HOW TO COMPLETE THIS TASK:
Provide only the number of lines below in which the string "point" occurs.

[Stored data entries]
== Segment start ==
PR #872, opened 2020-03-05
[C++] Add concepts for v2's reverse-string

AlexLeSang:


languages/cpp/reference/exercise-concepts/reverse-string.md
```diff
@@ -0,0 +1,77 @@
...
+}
+```
+
+## Concepts
+
+- .h file: the tests include `"reverse_string.h"`
+- .cpp file:  the most common approach is to use a `.cpp` for the definitions
+- namespaces: the function is member of a namespace
+- functions: used as the main entry point for the exercise
+- function arguments: the function has two arguments
```
marvelou-s: Nit. There're no two arguments in function ;)

languages/cpp/reference/exercise-concepts/reverse-string.md
```diff
@@ -0,0 +1,77 @@
...
+- strings: input is a string (or maybe string_view)
+- return values: the result is returned by the function
+- pass by reference to const: avoid making copy of input
```
marvelou-s: References should be an independent concept (in addition to that)

languages/cpp/reference/exercise-concepts/reverse-string.md
```diff
@@ -0,0 +1,77 @@
...
+- iterators: view input as a range
+
+
+## Alternative approaches
+
```
marvelou-s: `std::reverse()` from algorithm library looks like good alternative approach.

languages/cpp/reference/exercise-concepts/reverse-string.md
```diff
@@ -0,0 +1,77 @@
...
+`reverse_string.cpp`
+```cpp
+#include "reverse_string.h"
+
+namespace reverse_string
+{
+
+std::string reverse_string(const std::string& text)
+{
+    return std::string(text.rbegin(), text.rend());
```
marvelou-s: Could the constructor be a concept by itself? I tend to think yes.

languages/cpp/reference/exercise-concepts/reverse-string.md
AlexLeSang: In this case, i do not think so. It requires additional copy to be constructed before you can call it. Also, according to the compiler explorer, it generates more code on gcc-trunk.

languages/cpp/reference/exercise-concepts/reverse-string.md
AlexLeSang: Yes, thank you, I have missed that =)

languages/cpp/reference/exercise-concepts/reverse-string.md
AlexLeSang: Agree, I'll add that.

languages/cpp/reference/exercise-concepts/reverse-string.md
AlexLeSang: I agree, that is correct observation!

languages/cpp/reference/exercise-concepts/reverse-string.md
marvelou-s: i fully agree. it's not the most **effective** way to solve it. But there are a lot of approved solutions on `exercism` used this approach.

silvanocerza: I agree with @marvelou-s here, alternative approaches should not take into consideration efficiency too much.
If someone submitted a solution that's not the most efficient we should take it into consideration anyway.

AlexLeSang: I see your point, I'll add that to the list of alternative approaches.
== Segment end ==
WRITTEN RESPONSE:
2